Alex Genest, 22 ans, était un candidat au 3000 mètres steeple à titre d'étoile montante, une nouvelle catégorie d'olympien instaurée par Athlétisme Canada. Mais le talentueux coureur de Lac-aux-Sables, en Mauricie, n'a pas réussi le standard B requis par la fédération internationale. La sprinteuse Geneviève Thibault, 21 ans seulement et championne canadienne du 100 m en 2006, a été ralentie par une blessure l'an dernier. Le coureur de fond Paul Morrison, de Sherbrooke, se remet difficilement d'une opération à un pied et ne sera pas à Windsor. Pour les autres athlètes québécois, une qualification olympique relèverait presque du miracle. On est loin des années de gloire de Bruny Surin.

Jean-Paul Baert, directeur général de la Fédération québécoise d'athlétisme, refuse cependant de parler de creux de vague. «Un creux, ce serait pire que ça», soutient-il. Le directeur général note une hausse marquée du nombre de licenciés depuis 2003, en particulier chez les très jeunes. Baert annonce également une relève prometteuse chez les juvéniles et les juniors. «Il faut raccrocher les wagons», croit-il.

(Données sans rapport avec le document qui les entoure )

PR #7150, opened 2025-12-15
[Release-3.14.1][Test] Add integration test for the fixes of issues caused by cluster update and rollback failure

hehe7318:
### Description of changes
Add integration test to verify the following fixes work correctly:
- [F1] clustermgtd remains running after both update and rollback fail
           (expected when failure occurs after slurm reconfiguration, which is the safe section)
- [F2] cfn-hup does not enter an endless loop after rollback to a state older than 24h
- [F3] dna.json files are cleaned up after update and rollback failure

Test scenario:
1. Create cluster with 3 static compute nodes
2. Inject cfn-signal failure on head node (simulating expired wait condition)
3. Disable cfn-hup on CN1 before update (causes update to fail)
4. Trigger cluster update (add new queue)
5. Wait for CN2 to apply update, then disable its cfn-hup
6. Update fails (CN1 didn't update), rollback fails (CN2 won't rollback)
7. Verify: clustermgtd running, dna.json cleaned up, CN3 has correct config version, metadata_db.json updated, no cfn-hup endless loop

### Tests
* Running and debugging

### References

### Checklist


tests/integration-tests/configs/develop.yaml
```diff
@@ -825,6 +825,12 @@ test-suites:
           instances: {{ common.INSTANCES_DEFAULT_X86 }}
           oss: [{{ OS_X86_3 }}]
           schedulers: ["slurm"]
+    test_update_rollback_fixes.py::test_update_rollback_fixes:
```
gmarciani: What about naming the test `test_update_rollback_failure`?

tests/integration-tests/tests/update/test_update_rollback_fixes/test_update_rollback_fixes/pcluster.config.update.yaml
```diff
@@ -0,0 +1,57 @@
...
+    SubnetId: {{ public_subnet_id }}
+  Ssh:
+    KeyName: {{ key_name }}
+  Iam:
+    AdditionalIamPolicies:
+      - Policy: arn:aws:iam::aws:policy/AmazonSSMManagedInstanceCore
+Scheduling:
+  Scheduler: slurm
+  SlurmSettings:
+    ScaledownIdletime: 60
```
gmarciani: Here and in other parts of the config.
Is this meaningful for the test? If it is, why? If not, let's remove it and use the default value.

tests/integration-tests/tests/update/test_update_rollback_fixes/test_update_rollback_fixes/pcluster.config.update.yaml
```diff
@@ -0,0 +1,57 @@
...
+  SlurmQueues:
+    - Name: queue1
+      ComputeSettings:
+        LocalStorage:
+          RootVolume:
+            Size: 45
```
gmarciani: Here and in other parts of the config. 
Is this meaningful for the test? If it is, why? If not, let's remove it and use the default value.

tests/integration-tests/tests/update/test_update_rollback_failure/test_update_rollback_failure/pcluster.config.update.yaml
```diff
@@ -0,0 +1,57 @@
...
+  Os: {{ os }}
+HeadNode:
+  InstanceType: {{ instance }}
+  Networking:
+    SubnetId: {{ public_subnet_id }}
+  Ssh:
+    KeyName: {{ key_name }}
+  Iam:
+    AdditionalIamPolicies:
+      - Policy: arn:aws:iam::aws:policy/AmazonSSMManagedInstanceCore
```
gmarciani, line 11: Here and in other parts of the config.
Adding this policy is not required as it is automatically injected by our test framework.
See https://github.com/aws/aws-parallelcluster/blob/release-3.14/tests/integration-tests/conftest.py#L858-L866

tests/integration-tests/tests/update/test_update_rollback_fixes/test_update_rollback_fixes/pcluster.config.update.yaml
```diff
@@ -0,0 +1,57 @@
...
+      ComputeResources:
+        - Name: queue2-cr1
+          Instances:
+            - InstanceType: c5.large
+          MinCount: 0
+          MaxCount: 5
+      Networking:
+        SubnetIds:
+          - {{ private_subnet_id }}
+Monitoring:
```
gmarciani: Here an in the other config files, why we need to explicitly set this to true? 
If there is not a valid reason, let's remove this params and rely on the default value, which is true.

tests/integration-tests/tests/update/test_update_rollback_fixes.py
```diff
@@ -0,0 +1,496 @@
...
+# This file is distributed on an "AS IS" BASIS, WITHOUT WARRANTIES OR CONDITIONS OF ANY KIND, express or implied.
+# See the License for the specific language governing permissions and limitations under the License.
+
+"""
+Integration tests for verifying fixes related to cluster update rollback scenarios.
+
+This test validates the following fixes:
+- [F1] clustermgtd remains running after both update and rollback fail
+- [F2] cfn-hup does not enter an endless loop after rollback to a state older than 24h
+- [F3] dna.json files are cleaned up after update failure
```
gmarciani: [minor] Worth mentioning :update and rollback failure

tests/integration-tests/tests/update/test_update_rollback_fixes.py
```diff
@@ -0,0 +1,496 @@
...
+#
+# or in the "LICENSE.txt" file accompanying this file.
+# This file is distributed on an "AS IS" BASIS, WITHOUT WARRANTIES OR CONDITIONS OF ANY KIND, express or implied.
+# See the License for the specific language governing permissions and limitations under the License.
+
+"""
+Integration tests for verifying fixes related to cluster update rollback scenarios.
+
+This test validates the following fixes:
+- [F1] clustermgtd remains running after both update and rollback fail
```
gmarciani: [minor] Worth mentioning: we expect it to be running if the update and rollback fail in the section of the update that we consider safe, which is after the slurm reconfiguration

tests/integration-tests/tests/update/test_update_rollback_fixes.py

La Presse a interrogé une demi-douzaine d'intervenants du milieu au cours des derniers jours. Tous soulignent la sévérité des standards olympiques imposés par Athlétisme Canada. L'équipe canadienne est réduite de moitié par rapport aux années 80 ou 90.

N'empêche, la représentativité québécoise est en baisse marquée, constate Martin Goulet, chef de la direction technique nationale à Athlétisme Canada. Des Mondiaux de Rome, en 1987, à ceux de Tokyo, en 1991, en passant par les JO de Séoul, en 1988, les athlètes québécois formaient de 15 à 18% de la délégation canadienne. La proportion est passée sous les 10% depuis 2000. Elle pourrait atteindre un creux de 3% à Pékin. «Cette baisse générale de niveau s'observe aussi chez les juniors et les juvéniles», soutient Goulet.

Réticent à jouer les «gérants d'estrade», Goulet soutient néanmoins qu'un «exercice d'évaluation doit être fait, et ce, sans complaisance». Hormis quelques exceptions - il cite Daniel St-Hilaire - Goulet sent une «certaine déconnexion» entre les entraîneurs québécois de pointe et le programme national. «Je m'explique mal cet isolement, dit l'ancien entraîneur. Je ne vois pas l'ambition des générations précédentes.»

Goulet s'interroge également sur la qualité du développement lorsqu'il constate l'absence de club d'athlétisme en Montérégie, où il réside. «Il n'y a pas de club pour une population d'environ 800 000 habitants. Ça en dit beaucoup.»

En revanche, Goulet est encouragé par l'enthousiasme des dirigeants de quelques clubs phare, comme ceux de Sherbrooke, de Saint-Laurent Sélects, de Corsaire-Chaparal ou de Montréal-Olympique. Il souligne également le dynamisme de fondations comme celle de Philippe-Laheurte, qui donne un précieux coup de main à Tadili.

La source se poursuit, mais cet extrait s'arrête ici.